Вдруг машинка замолкла и глаза Мойшеле словно наткнулись на этих двоих, но не достигли их. Подозрительный взгляд даже не встревожил парочку, лицо Адас посветлело, а Рами склонил голову над ее рукой, которую жгла рана.
«Обожглись немного»
«И ты?»
«Оба».
Долгим глотком выпил Рами арак из чашки и ощутил тот давний ожог. Цион Хазизи приблизил к нему лицо, сунувшись между ним и Адас, торжественно, как при благословении, поднял чашку и решительно сказал:
«Сделаем все сами!»
Тотчас же началась усиленная подготовка к Хануке на лысой макушке пустыни Негев. Цион Хазизи раздавал старшинские приказы. Жестянки от консервов не были выброшены бедуинам, а собраны. Всякая ветошь пошла на тряпки. То и дело открывали кран цистерны и мочили тряпки в бензине, чтобы сделать из них факелы в день праздника. Развели известку, и теперь камни, выложенные вдоль дорожек, белели чистотой. Перед входом в столовую утрамбовали площадь гравием. Вид поселения полностью изменился, солдаты носились во всех направлениях, и у каждого забот полон рот. Престиж старшины достиг апогея. Все понималось без слов, движением пальца, сведением бровей, и даже выпрямлением спины или сжатием губ. И вот уже стоит на крыше столовой восьмисвечник – «ханукия», сконструированная из жестянок из-под консервов и тряпок вместо свечей. Приближался день, когда зажженный бензин осветит и освятит праздник Маккавеев. На холмах вокруг были поставлены готовые вспыхнуть факелы, а из импровизированного памятника, сложенного из камней, покрытых известкой, высилось древко, на котором будет поднят флаг в честь праздника. Зимой здесь солнце светит мутной желтизной. Иногда возникает облако издалека и цедит блеск неба через белесую пелену, и тогда небо пустыни вспыхивает голубоватым светом. Белое облако продолжает свой путь и тянет за собой голубое сияние к розовеющему горизонту. Сидел капитан Рами на камнях Маккавеев, в темных очках, и смотрел в ослепляющие солнцем дали. Шоссе делало петлю, и песок от окружавших шоссе холмов сыпался на асфальт. Внезапно возникло облако пыли, и автомобильный гудок возвестил о приближении машины с почтой. Снял Рами очки, поднялся и пошел к джипу. Волнуется капитан. Каждый день джип сокращает расстояние между капитаном и его домом. И каждый день разочарование – не пришло письмо от Адас. И в этот раз джип въехал во двор, и в солнечном мареве вышли из машины солдат и солдатка. Он нес зеленый мешок с почтой, она несла сумку, рюкзак и светлую шевелюру волос. Резкий свет полудня двигался перед нею, и белые камни Циона Хазизи ограничивали ее шаги. Солдатка была как луч света, который долго прятался и вдруг возник. Луч тонкий, отделенный от более жестких лучей солнца пустыни, и раскрывшийся только лишь глазам одного капитана Рами, на этот раз не как мираж. Она как письмо от Адас, что прибыло с почтовым джипом.

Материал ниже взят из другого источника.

PR #562, opened 2023-12-12
Search bar option fix and loading error

cdolfi:
As pointed out by @GregSutcliffe some directories were not getting listed. I figured out it was the ones that only had nested folders and no other files. Additional step makes sure that those directories are listed. 

Changed drop down to not be clearable to prevent reloads that were causing issues


JamesKunstle (approved):
this all makes sense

Девица невысокого роста, чуть выше полутора метров, задержала дыхание мужского царства поселенцев. Всякое движение во дворе приостановилось, вся встали смирно без приказа. Все глаза провожали девицу в штаб и к Циону Хазизи. Сержант из отдела культуры генерального штаба, она прибыла в это заброшенное поселение помочь в подготовке представления к празднику Ханука. Командир тоже сошел с холма и почти ворвался в штаб, но малышка исчезла. Цион Хазизи спрятал ее в один из бараков, пожал плечами и сообщил:
«Командир, прибыла солдатка».
«Как ее зовут?»
«Сгула-Метула, командир».
«Ты смеешься».
«Я не смеюсь, командир».
«Значит, Метула только для рифмы».
«Но она действительно из Метулы, командир».

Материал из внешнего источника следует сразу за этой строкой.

PR #583, opened 2023-12-18
fix queries to accept null timestamps

JamesKunstle:
queries check to make sure event timestamps didn't happen in the future.
this patch adds a check to accept a rows with NULL in timestamp
fields so that if an event hasn't completed (issue or PR closed)
the row is still accepted.

### DIFF
--- a/8Knot/cache_manager/db_init.py
+++ b/8Knot/cache_manager/db_init.py
@@ -117,11 +117,12 @@ def _create_application_tables() -> None:
 
     with conn.cursor() as cur:
         # create tables if they don't already exist.
+        # TODO: id->repo_id, commits->commit_id
         cur.execute(
             """
             CREATE UNLOGGED TABLE IF NOT EXISTS commits_query(
-                id integer,
-                commits text PRIMARY KEY,
+                id int,
+                commits text, -- this is the commit hash, so it's base64 hash.
                 author_email text,
                 date text,
                 author_timestamp text,
@@ -133,11 +134,11 @@ def _create_application_tables() -> None:
         cur.execute(
             """
             CREATE UNLOGGED TABLE IF NOT EXISTS issues_query(
-                id integer,
+                id int,
                 repo_name text,
-                issue text,
-                issue_number text,
-                gh_issue text,
+                issue int,
+                issue_number int,
+                gh_issue int,
                 reporter_id text,
                 issue_closer text,
                 created text,
@@ -150,10 +151,10 @@ def _create_application_tables() -> None:
         cur.execute(
             """
             CREATE UNLOGGED TABLE IF NOT EXISTS prs_query(
-                id integer,
+                id int,
                 repo_name text,
-                pull_request text,
-                pr_src_number text,
+                pull_request int,
+                pr_src_number int,
                 cntrb_id text,
                 created text,
                 closed text,
@@ -168,10 +169,10 @@ def _create_application_tables() -> None:
             CREATE UNLOGGED TABLE IF NOT EXISTS company_query(
                 cntrb_id text,
                 created text,
-                id integer,
+                id int,
                 login text,
                 action text,
-                rank integer,
+                rank int,
                 cntrb_company text,
                 email_list text
             )
@@ -182,13 +183,13 @@ def _create_application_tables() -> None:
         cur.execute(
             """
             CREATE UNLOGGED TABLE IF NOT EXISTS contributors_query(
-                id integer,
+                id int,
                 repo_name text,
                 cntrb_id text,
                 created_at text,
                 login text,
                 action text,
-                rank integer
+                rank int
             )
             """
         )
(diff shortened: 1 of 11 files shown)


8Knot/pages/codebase/visualizations/cntrb_file_heatmap.py
```diff
@@ -218,6 +218,41 @@ def directory_dropdown(repo_id):
     return directories, "Top Level Directory"
 
 
+# callback for contributor file heatmap graph
```
JamesKunstle, line 221: This is added/subtracted because we moved the multi_query_helper down below this function. Otherwise no changes have been made.

8Knot/cache_manager/db_init.py
```diff
@@ -117,11 +117,12 @@ def _create_application_tables() -> None:
...
     with conn.cursor() as cur:
         # create tables if they don't already exist.
+        # TODO: id->repo_id, commits->commit_id
         cur.execute(
             """
             CREATE UNLOGGED TABLE IF NOT EXISTS commits_query(
-                id integer,
-                commits text PRIMARY KEY,
+                id int,
+                commits text, -- this is the commit hash, so it's base64 hash.
```
cdolfi, line 125: what does this mean exactly (not a needed change, just want to make sure I understand)

8Knot/queries/issue_assignee_query.py
```diff
@@ -45,9 +45,11 @@ def issue_assignee_query(self, repos):
                         explorer_issue_assignments ia
                     WHERE
                         ia.id in %s
-                        and ia.created < now()
-                        and ia.closed < now()
-                        and ia.assign_date < now()
+                        and (ia.created < now() or ia.created IS NULL)
```
cdolfi, line 48: Created should(cant?) never be null as if it was never created it doesnt exist

8Knot/queries/issues_query.py
```diff
@@ -48,8 +48,10 @@ def issues_query(self, repos):
                         r.repo_id = i.repo_id AND
                         r.repo_id in %s
                         and i.pull_request_id is null
-                        and i.created_at < now()
-                        and i.closed_at < now()
+                        and (i.created_at < now() or i.created_at IS NULL)
```
cdolfi, line 51: same as above

8Knot/queries/pr_assignee_query.py
```diff
@@ -45,9 +45,11 @@ def pr_assignee_query(self, repos):
                         explorer_pr_assignments pa
                     WHERE
                         pa.id in %s
-                        and pa.created < now()
-                        and pa.closed < now()
-                        and pa.assign_date < now()
+                        and (pa.created < now() or pa.created IS NULL)
```
cdolfi, line 48: same as above

8Knot/queries/prs_query.py
```diff
@@ -28,7 +28,11 @@ def prs_query(self, repos):
     if len(repos) == 0:
         return None
 
-    query_string = f"""
+    # NOTE: This was dropping PRs that were needed in the heatmap
+    # visualizations, so we switched back to the old query.
```
cdolfi, line 32: wdym switched back to the old query? What was the new one exactly?

8Knot/queries/repo_files_query.py
```diff
@@ -36,27 +36,25 @@ def repo_files_query(self, repos):
...
+                        rl.rl_analysis_date,
+                        rl.file_path,
+                        rl.file_name
+                    FROM
+                        repo_labor rl,
+                        repo r
+                    WHERE
+                        rl.repo_id = r.repo_id AND
+                        rl.repo_id in %s AND
+                        (rl.repo_id, rl.rl_analysis_date) IN (
```
cdolfi, line 51: Add some comments in on what is being done here

cdolfi (changes requested):
few small things and this will be ready to go!

8Knot/cache_manager/db_init.py
JamesKunstle: Every commit has a hash value, which is unique. In the augur commits table, multiple rows have the same hash, referring to the same commit, but to different files in the commit. the hash is in 'base64' which means its a string that looks like "012a1bbed8a9092dec29fff" or something, which is a more compact form for representing binary. 

so the datatype is text, because utf-8 characters are being used to represent many binary digits.

8Knot/queries/issue_assignee_query.py
JamesKunstle: tru

8Knot/queries/issues_query.py
JamesKunstle: ++

8Knot/queries/pr_assignee_query.py
JamesKunstle: ++

8Knot/queries/prs_query.py
JamesKunstle: bad comment, will remove

8Knot/queries/repo_files_query.py
JamesKunstle: kk

cdolfi (approved):
lgtm! Squash commits and ill merge

PR #566, opened 2023-12-13
Refactor recent visualizations -> Postgres caching

JamesKunstle:
* adds tables with db_init for:
	- cntrb_per_file_query
	- pr_files_query
	- pr_response_query
	- repo_files_query
* refactors above queries to use cache_facade and write to postgres
* updates multiple visualizations to read from postgres_cache including:
	- both heatmaps
	- PR messaging response window

** I'm sorry the linter got run and committed, the major real changes are above.

PR #584, opened 2023-12-18
Dev postgres stage

JamesKunstle:
Finalizing this merge process in this PR because, with  #583  being merged, it's cleaner to do it this way. #566 uses a branch from my fork that is behind dev-postgres-stage


cdolfi (approved):
lgtm! everything looks great when I run locally

PR #588, opened 2023-12-18
points redis-users deployment to correct PVC

JamesKunstle:
regular redis cache and redis-users cache were using the same persistent volume claim. this points the redis-users instance to its own PVC


cdolfi (approved):
lgtm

Тысячи смеющихся ликов у Сгулы-Метулы. Смешинки текут от ее веснушек, покрывающих даже руки. Это невысокое округлое существо состоит из одних противоречий. Светлые волосы и черные глаза, узкое лицо и полные губы. Невысокий рост, узкие бедра, словно сложена эта тощая девица из двух узких плоских частей, соединенных полной грудью. Подстать и характер. Сгула-Метула смешлива и гневна, шаловлива и агрессивна, но умеет и прощать – в общем, такое вот симпатичное существо.
Капитан Рами сидит с Ционом Хазизи в полдень, пьет «тамархинди», а во дворе Сгула-Метула скачет между окрашенными известью камнями. Она ведет подготовку к Хануке и собирает поселенцев, чтобы сколотить из них хор к празднику Маккавеев. Командир и старшина смотрят на сержанта Сгулу, Цион Хазизи отодвигает чашку в сторону и говорит:
«Вот же, уродина, командир».
«Малышка не так уж дурна».
«Ну, это пока ее кто-нибудь не соблазнит».
«Меняем тему».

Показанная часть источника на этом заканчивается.